The value function \(\mathscr {V}_{t} (w_{t},\textbf{y}_{t} )\) is the sum of the conditional expected utility of the strategy “we do nothing in the remaining periods \(> t\)\(\mathscr {W}_{t}^{} (w_{t}, \textbf{y}_{t} )\) and the contribution of investing the remaining budget optimally in the remaining periods, i.e. \(w_{t} c_{t} \). We observe that, if it is optimal to invest a positive amount, then it is also optimal to invest the whole remaining budget \(w_0\). The secretary problem with generalized payoffs was already investigated in Mucci [18]. The chief difference to our model under risk-neutrality is that in the secretary problem a candidate has to be hired, while in our model the investor has the option of non-investing.

Remark 3

Note that the residual term in the risk-neutral case, \(r_{t} (w_{t}) = w_{t} c_{t}\), does not depend on prior realizations of the random variable \(X_s\), \(s \le t\). By contrast, in the general case the residual term is of the form \(r_{t} (w_{t}, \textbf{y}_t)\) [see Eq. (10)]. Hence, in the linear case the complexity of the optimization problem is reduced enormously, also from a computational point of view as observed in Sect. 5.

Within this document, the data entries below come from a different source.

PR #1006, opened 2024-05-06
add typing to aiokafka/coordinator/*

dimastbk:
### Changes

Fixes #

### Checklist


aiokafka/coordinator/assignors/sticky/sticky_assignor.py
```diff
@@ -70,43 +94,49 @@ class StickyAssignorUserDataV1(Struct):
...
         # a mapping of all consumers to all potential topic partitions that can be
         # assigned to them
-        self.consumer_to_all_potential_partitions = {}
+        self.consumer_to_all_potential_partitions: Dict[str, List[TopicPartition]] = {}
         # an ascending sorted set of consumers based on how many topic partitions are
         # already assigned to them
-        self.sorted_current_subscriptions = SortedSet()
+        self.sorted_current_subscriptions: SortedSet[
+            Tuple[str, Tuple[TopicPartition, ...]]
+        ] = SortedSet()
```
ods, line 122: _nit:_ Here and in other places, it would be nice to avoid breaking in inner expression when it's possible to break in outer, the current version is difficult to read: we have a statement `lvalue: type = expression` and the break is inside of "word" `type` instead of being between word. I saw this or similar problem was solved in some recent version of ruff. Maybe its update will be enough?

aiokafka/coordinator/assignors/sticky/sticky_assignor.py
```diff
@@ -303,9 +338,10 @@ def _populate_sorted_partitions(self):
             # at this point, sorted_consumers contains an ascending-sorted list of
             # consumers based on how many valid partitions are currently assigned to
             # them
-            while sorted_consumers:
+            while item := sorted_consumers.last():
+                sorted_consumers.pop_last()
                 # take the consumer with the most partitions
```
ods, line 343: Now the comment is after the statement to which it applies

aiokafka/coordinator/assignors/abstract.py
```diff
@@ -37,8 +51,9 @@ def metadata(self, topics):
             MemberMetadata struct
         """
 
+    @classmethod
```
ods, line 54: (offtopic) Why is it class method? It's strange to have a shared state among all clients

aiokafka/coordinator/assignors/sticky/sticky_assignor.py
```diff
@@ -170,14 +200,14 @@ def balance(self):
...
 
-    def get_final_assignment(self, member_id):
-        assignment = defaultdict(list)
+    def get_final_assignment(self, member_id: str) -> Dict[str, List[int]]:
+        assignment: Dict[str, List[int]] = defaultdict(list)
         for topic_partition in self.current_assignment[member_id]:
             assignment[topic_partition.topic].append(topic_partition.partition)
         assignment = {k: sorted(v) for k, v in assignment.items()}
-        return assignment.items()
+        return assignment
```
ods, line 208: This is incompatible change. Could you justify, why this way it's better?

aiokafka/coordinator/assignors/sticky/sticky_assignor.py
dimastbk: Something like this was solved in ruff 3 or 4, but not for this case. May be use `# fmt: skip`?

aiokafka/coordinator/assignors/abstract.py
```diff
@@ -1,20 +1,33 @@
...
+    def name(self) -> str:
         """.name should be a string identifying the assignor"""
 
+    @classmethod
     @abc.abstractmethod
-    def assign(self, cluster, members):
+    def assign(
+        cls,
+        cluster: ClusterMetadata,
+        members: Dict[str, ConsumerProtocolMemberMetadata],
```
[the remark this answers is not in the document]
dimastbk: But it's like `return type` from https://typing.readthedocs.io/en/latest/source/best_practices.html#arguments-and-return-types (because `GroupCoordinator` always call this method with dict). But I watch only actual types, if this does not make sense, I will change this (and below) to protocols.

aiokafka/coordinator/assignors/sticky/sticky_assignor.py
dimastbk: Reverted

aiokafka/coordinator/assignors/sticky/sticky_assignor.py
ods: Not very important, at your discretion

aiokafka/coordinator/assignors/abstract.py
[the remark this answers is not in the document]
ods: I don't get it. Why is it like return type, when it _is_ argument type? Anyway, it's a question, I'm not sure what will be better. It's abstract class, so those variants are not fully compatible.

tests/coordinator/test_assignors.py
```diff
@@ -1,27 +1,36 @@
...
 
 
 def create_cluster(
-    mocker, topics, topics_partitions=None, topic_partitions_lambda=None
-):
+    mocker: MockerFixture,
+    topics: Set[str],
+    topics_partitions: Optional[Set[int]] = None,
+    topic_partitions_lambda: Optional[Callable[[str], Optional[Set[int]]]] = None,
+) -> MagicMock:
```
ods, line 33: Shouldn't we declare mocked type instead? Not sure whether this is correct though.

Makefile
```diff
@@ -17,6 +18,7 @@ FORMATTED_AREAS=\
 	tests/test_helpers.py \
 	tests/test_protocol.py \
 	tests/test_protocol_object_conversion.py \
+	tests/coordinator \
```
ods, line 21: _nit:_ Let's be consistent
```suggestion
	tests/coordinator/ \
```

aiokafka/coordinator/assignors/sticky/sticky_assignor.py
```diff
@@ -548,7 +552,8 @@ def _perform_reassignments(
                     )
 
                 if (
-                    partition in self.previous_assignment
+                    consumer is not None
```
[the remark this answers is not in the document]
dimastbk: Because current_assignment is dict[str, list[TopicPartition]] and doesn't accept None key (`Invalid index type "Optional[str]" for "Dict[str, List[TopicPartition]]"; expected type "str"  [index]`). I don't see why the consumer can be None in the code. 


I didn't deep dive into the sticky assignment algorithm, but librdkafka uses assert, if `consumer` is None, see [librdkafka](https://github.com/confluentinc/librdkafka/blob/2587cac70f83fced42c51f921bed325a434f5bc7/src/rdkafka_sticky_assignor.c#L940C25-L940C34).

tests/coordinator/test_assignors.py
dimastbk: I think, because we return Mock, we should use mock as an annotation.

aiokafka/coordinator/assignors/sticky/sticky_assignor.py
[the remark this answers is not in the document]
ods: Shouldn't we use `assert consumer is not None` instead of changing the branch condition?

tests/coordinator/test_assignors.py
ods: We may want to introspect the mock to check calls, so your annotation is correct

aiokafka/coordinator/assignors/sticky/sticky_assignor.py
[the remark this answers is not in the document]
dimastbk: Done

aiokafka/coordinator/assignors/sticky/sticky_assignor.py
```diff
@@ -498,10 +557,9 @@ def _perform_reassignments(self, reassignable_partitions):
                     )
                 # the partition must have a current consumer
                 consumer = self.current_partition_consumer.get(partition)
-                if consumer is None:
-                    log.error(
-                        "Expected partition %r to be assigned to a consumer", partition
-                    )
+                assert (
+                    consumer is not None
+                ), f"Expected partition {partition!r} to be assigned to a consumer"
```
ods, line 562: Sorry for changing my mind. Looks like my suggestion may potentially kill coordination task. Let's return to your variant, but reword it this way:
```suggestion
                if consumer is None:
                    log.error(
                        "Expected partition %r to be assigned to a consumer", partition
                    )
                    continue
```
Please recheck that its behaviour is equivalent to what we had before.

PR #1007, opened 2024-05-09
Fix unintended cancellation of fetcher task

### LINKED ISSUE #983: Consumer stopped consuming, task Fetcher._fetch_task has finished
**Describe the bug**
Under unclear conditions, our consumer has stopped receiving messages.
We investigated, when it happens, `_fetch_task` is finished, despite the `Fetcher` object is still alive (`Fetcher.close()` was not called).

```
 '_fetch_task': <Task finished name='Task-29' coro=<Fetcher._fetch_requests_routine() done, defined at /opt/poetry/venv/lib/python3.12/site-packages/aiokafka/consumer/fetcher.py:457> result=None>,
``` 
We suspect the issue might be in the `_fetch_requests_routine()`, that it incorrectly handles `CancelledError`.
According to the python documentation, `CancelledError` shall be reraised, while the above routine just suppress it.

 - aiokafka version: 0.10.0
 - Kafka Broker version: Confluent Kafka
 - Other information (Confluent Cloud version, etc.):

apmorton:
### Changes

Fixes #983

It's not entirely clear to me why the change from `asyncio.wait_for` to `util.wait_for` caused a behavior change here, but this code was always broken in the case where `task.cancel()` was called.

### Checklist

### DIFF
--- a/aiokafka/consumer/fetcher.py
+++ b/aiokafka/consumer/fetcher.py
@@ -512,10 +512,8 @@ class Fetcher:
                         # cancellation
                         if not task.done():
                             task.cancel()
-                        try:
+                        with contextlib.suppress(asyncio.CancelledError):
                             await task
-                        except asyncio.CancelledError:
-                            pass
                     self._pending_tasks.clear()
                     self._records.clear()
 
--- a/aiokafka/consumer/fetcher.py
+++ b/aiokafka/consumer/fetcher.py
@@ -512,7 +512,10 @@ class Fetcher:
                         # cancellation
                         if not task.done():
                             task.cancel()
-                        await task
+                        try:
+                            await task
+                        except asyncio.CancelledError:
+                            pass
                     self._pending_tasks.clear()
                     self._records.clear()
 


aiokafka/consumer/fetcher.py
```diff
@@ -512,7 +512,10 @@ def on_done(fut, self=self):
                         # cancellation
                         if not task.done():
                             task.cancel()
-                        await task
+                        try:
+                            await task
```
ods, line 516: Let's imagine, that `_fetch_requests_routine` is cancelled while awating the task here. Then instead of terminating it will continue infinite loop causing routing to hang. Right?

ods: I did some research and it looks like there is no a single case in Python code base where they unconditionally swallow `CancelledError` exception. But it looks like a hard-to-hit race and we already suppress `CancelledError` in other places in `aiokafka`, so let's go this way for now and resolve it consistently later.

aiokafka/consumer/fetcher.py
```diff
@@ -512,7 +512,10 @@ def on_done(fut, self=self):
...
+                        except asyncio.CancelledError:
+                            pass
```
ods, line 518:
```suggestion
                        with contextlib.suppress(asyncio.CancelledError):
                            await task
```

Issue #1050, opened 2024-10-07
[MINOR] structs.BrokerMetadata#nodeId incorrectly typed


jackgene:
**Describe the bug**
[aiokafka.structs.BrokerMetadata#nodeId](https://github.com/aio-libs/aiokafka/blob/01c60cd9c45e975aee8d4932247108a9e639d026/aiokafka/structs.py#L29) is typed as an `int`, however it is sometimes assigned `str` values:

- It is assigned a `str` [here](https://github.com/aio-libs/aiokafka/blob/01c60cd9c45e975aee8d4932247108a9e639d026/aiokafka/cluster.py#L77-L78)
- Also assigned a `str` [here](https://github.com/aio-libs/aiokafka/blob/01c60cd9c45e975aee8d4932247108a9e639d026/aiokafka/cluster.py#L350-L351)
- It is assigned an `int` [here](https://github.com/aio-libs/aiokafka/blob/01c60cd9c45e975aee8d4932247108a9e639d026/aiokafka/cluster.py#L390) (the value is passed in to `add_coordinator(...)` [here](https://github.com/aio-libs/aiokafka/blob/01c60cd9c45e975aee8d4932247108a9e639d026/aiokafka/client.py#L696), the value of `resp.coordinator_id` is an integer, as defined [here](https://github.com/aio-libs/aiokafka/blob/01c60cd9c45e975aee8d4932247108a9e639d026/aiokafka/protocol/coordination.py#L10), and [here](https://github.com/aio-libs/aiokafka/blob/01c60cd9c45e975aee8d4932247108a9e639d026/aiokafka/protocol/coordination.py#L23))

**Expected behaviour**
`aiokafka.structs.BrokerMetadata#nodeId` is correctly typed as a `typing.Union[int, str]`

Value reads do not seem to care too much about the type of this field, as long as:
- It is unique
- It can be used as a `dict` key

So no further changes should be needed

Alternative is to make it a `str` field, and convert `int` to `str` where `int` values are currently being assigned.

**Environment (please complete the following information):**
N/A this is a typing bug, I generally use Pyright to type check.

**Additional observations**
Also note that the name `nodeId` is camel-case, whereas Python prefers (and the rest of the code-base are) snake-case. I will provide a PR to resolve the above issue shortly. I am happy to rename `nodeId` to `node_id` as well, if that is desired, but I do not plan to, to minimize the changes introduced by the PR.

PR #1051, opened 2024-10-07
Updated BrokerMetadata#nodeId type from `int` to `int | str`.

jackgene:
### Changes

Fixes https://github.com/aio-libs/aiokafka/issues/1050

Preferred (less invasive) fix to issue above, changes the type of `aiokafka.structs.BrokerMetadata#nodeId` from `int` to `int | str`. No functionality change.

Use this or https://github.com/aio-libs/aiokafka/pull/1052, but not both.

### Checklist

The check list mentions a `CHANGES` folder, but I do not see one, am I supposed to create one for each PR?

### DIFF
--- a/aiokafka/structs.py
+++ b/aiokafka/structs.py
@@ -1,6 +1,7 @@
+from __future__ import annotations
 from collections.abc import Sequence
 from dataclasses import dataclass
-from typing import Generic, List, NamedTuple, Optional, Sequence, Tuple, TypeVar, Union
+from typing import Generic, NamedTuple, Optional, Sequence, TypeVar
 
 from aiokafka.errors import KafkaError
 
@@ -27,7 +28,7 @@ class TopicPartition(NamedTuple):
 class BrokerMetadata(NamedTuple):
     """A Kafka broker metadata used by admin tools"""
 
-    nodeId: Union[int, str]
+    nodeId: int | str  # FIXME consider updating implementation
     "The Kafka broker id"
 
     host: str
--- a/aiokafka/structs.py
+++ b/aiokafka/structs.py
@@ -1,6 +1,6 @@
 from collections.abc import Sequence
 from dataclasses import dataclass
-from typing import Generic, NamedTuple, Optional, TypeVar
+from typing import Generic, List, NamedTuple, Optional, Sequence, Tuple, TypeVar, Union
 
 from aiokafka.errors import KafkaError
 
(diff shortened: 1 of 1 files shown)


ods:
Hi @jackgene, thank you for the contribution. You're right, the the type annotation doesn't match the code. But I'm not sure we need to fix the type annotation here and not the code.

jackgene:
> Hi @jackgene, thank you for the contribution. You're right, the the type annotation doesn't match the code. But I'm not sure we need to fix the type annotation here and not the code.

Yup, and I did offer two PRs, though they both touch the type annotation.

As I understand it, in the aiokafka model, `node_id` is used for two things:
- `int` ID, as assigned by Kafka
- Synthetically generated `str` ID to denote `broker`/`coordinator` by the aiokafka library

We obviously do not want the two to collide, and it won't in the current implementation, as one is an `int` and the other is a `str`. We can keep things the way they are, and make it explicit that the type of `node_id` is `int | str`.

Alternatively, we can make it a single type, `str` (in my other PR), makes it easy to distinguish between the two classes of ids (numeric strings, vs strings prefixed by `broker-`/`coordinator-`).

We could also make it an `int`, but this require knowledge of how Kafka assigns IDs that I'm unfortunately not familiar with. If Kafka only assigns positive `int` for instance, we could do negative `int`s to represent `broker`/`coordinator`s.

So IMO, changing the type annotation is the less invasive option.

ods:
Ok, as a temporary solution it's reasonable to keep it as-is. Let's go this way. Please rebase it and add a FIXME comment explaining why it's defined this way

aiokafka/structs.py
```diff
@@ -1,3 +1,4 @@
+from __future__ import annotations
```
ods, line 1: There is a couple of linting errors
```suggestion
from __future__ import annotations

```

aiokafka/structs.py
```diff
@@ -27,7 +28,7 @@ class TopicPartition(NamedTuple):
 class BrokerMetadata(NamedTuple):
     """A Kafka broker metadata used by admin tools"""
 
-    nodeId: int
+    nodeId: int | str  # FIXME consider updating implementation (https://github.com/aio-libs/aiokafka/issues/1050)
```
ods, line 31:
```suggestion
    # FIXME: consider updating implementation (https://github.com/aio-libs/aiokafka/issues/1050)
    nodeId: int | str
```

ods (changes requested):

Let us now assume that \(\beta ^1_t \ge \beta ^2_t \ge \dots \ge \beta ^n_t \ge 0\), for all \(t = 1,\dots ,T\). It is intuitive that if the risk-neutral investor finds it optimal to invest at time t all her remaining budget in the current draw given that this draw has relative rank j, then she finds it also optimal to invest all her budget, if the draw at t has relative rank i with \(i < j\). Her position is better in the latter scenario. This implies that for each point of time there exists a threshold \(d_t\), such that the investor (upon having not invested before) invests all her budget at time t if the time-t draw has relative rank \(d_t\) or smaller.

Now let us assume in addition that the \(\beta ^j_t\) do not depend on time. That is, there are \(\beta ^1 \ge \beta ^2 \ge \dots \ge \beta ^n \ge 0\), such that \(\beta ^j_t = \beta ^j\), for all \(j = 1,\dots ,n\) and all \(t = 1,\dots ,T\). Then it is also intuitive that if the risk-neutral investor finds it optimal to invest at time t all her remaining budget in the current draw of relative rank j, then she finds it also optimal to invest all her remaining budget at a later time, if that later draw has relative rank j. The reason for this is that in later periods there are less possibilities for the rank of a past investment to increase. This results in the following remark:

Remark 4

Consider a risk-neutral investor and assume that \(\beta ^1_t \ge \beta ^2_t \ge \dots \ge \beta ^n_t \ge 0\), for all \(t = 1,\dots ,T\).

  1. 1.

    Then there are rank-thresholds \(d_t\), \(t = 1,\dots ,T\) with \(0 \le d_t \le n\) such that upon not having invested so far, the investor invests all the budget \(w_0\) in period t if \(\rho _t (x_t)\le d_t\). If \(d_s = 0\) for some period s, then this means that the investor never invests in that period.

  2. 2.

    If we assume in addition that the \(\beta ^j_t\) do not depend on time, then these rank-thresholds are non-decreasing over time. That is \(1 \le t < s \le T\) implies \(d_t \le d_s\). That means, these thresholds become less and less stringent over time.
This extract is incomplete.